▶ Your task
Where does the word "different" appear in the data? Copy every line that holds it.

▶ Provided records
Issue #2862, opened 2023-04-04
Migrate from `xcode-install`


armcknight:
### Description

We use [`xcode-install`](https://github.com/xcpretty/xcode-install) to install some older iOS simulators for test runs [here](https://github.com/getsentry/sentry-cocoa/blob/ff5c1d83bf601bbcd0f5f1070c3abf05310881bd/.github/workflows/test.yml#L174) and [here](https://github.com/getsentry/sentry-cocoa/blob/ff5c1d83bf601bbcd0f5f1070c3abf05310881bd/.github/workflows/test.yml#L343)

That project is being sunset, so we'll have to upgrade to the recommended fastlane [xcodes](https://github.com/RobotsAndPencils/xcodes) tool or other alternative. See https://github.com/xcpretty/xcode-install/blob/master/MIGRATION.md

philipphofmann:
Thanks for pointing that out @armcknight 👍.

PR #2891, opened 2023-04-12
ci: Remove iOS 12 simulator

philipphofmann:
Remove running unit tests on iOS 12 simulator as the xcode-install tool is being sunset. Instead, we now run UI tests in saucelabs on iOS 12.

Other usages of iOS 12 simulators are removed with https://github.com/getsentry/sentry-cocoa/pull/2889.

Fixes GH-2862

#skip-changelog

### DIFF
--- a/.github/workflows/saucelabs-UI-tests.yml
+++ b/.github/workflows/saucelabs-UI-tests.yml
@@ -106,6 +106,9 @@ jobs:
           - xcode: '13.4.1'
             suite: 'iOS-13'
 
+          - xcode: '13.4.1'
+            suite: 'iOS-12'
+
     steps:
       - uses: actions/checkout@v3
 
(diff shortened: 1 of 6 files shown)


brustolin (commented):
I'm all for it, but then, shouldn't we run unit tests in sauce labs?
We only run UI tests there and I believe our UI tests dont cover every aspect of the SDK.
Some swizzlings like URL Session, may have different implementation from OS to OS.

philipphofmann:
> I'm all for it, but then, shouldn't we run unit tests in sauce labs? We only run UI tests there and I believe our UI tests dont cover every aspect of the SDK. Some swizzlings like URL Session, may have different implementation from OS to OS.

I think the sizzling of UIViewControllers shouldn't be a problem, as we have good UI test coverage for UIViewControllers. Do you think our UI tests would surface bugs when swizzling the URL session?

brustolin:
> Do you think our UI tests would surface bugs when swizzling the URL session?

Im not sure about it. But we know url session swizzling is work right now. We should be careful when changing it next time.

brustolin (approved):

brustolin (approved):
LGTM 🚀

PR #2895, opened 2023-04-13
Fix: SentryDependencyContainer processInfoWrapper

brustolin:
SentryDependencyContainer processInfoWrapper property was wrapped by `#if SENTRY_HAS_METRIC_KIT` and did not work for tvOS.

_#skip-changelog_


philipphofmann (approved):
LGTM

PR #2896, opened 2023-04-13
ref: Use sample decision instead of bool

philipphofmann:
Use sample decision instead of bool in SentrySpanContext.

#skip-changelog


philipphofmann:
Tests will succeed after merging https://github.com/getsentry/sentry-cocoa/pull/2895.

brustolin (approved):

* * *

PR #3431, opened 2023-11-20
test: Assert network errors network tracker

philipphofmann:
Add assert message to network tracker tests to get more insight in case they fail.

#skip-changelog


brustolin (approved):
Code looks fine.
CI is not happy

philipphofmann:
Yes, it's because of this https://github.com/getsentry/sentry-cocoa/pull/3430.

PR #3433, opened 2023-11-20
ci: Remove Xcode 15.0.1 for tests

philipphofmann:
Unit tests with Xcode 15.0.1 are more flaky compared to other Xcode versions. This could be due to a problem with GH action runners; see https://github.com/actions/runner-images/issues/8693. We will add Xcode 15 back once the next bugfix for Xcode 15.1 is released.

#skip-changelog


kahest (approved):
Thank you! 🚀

▶ Your solution
Some swizzlings like URL Session, may have different implementation from OS to OS.
> I'm all for it, but then, shouldn't we run unit tests in sauce labs? We only run UI tests there and I believe our UI tests dont cover every aspect of the SDK. Some swizzlings like URL Session, may have different implementation from OS to OS.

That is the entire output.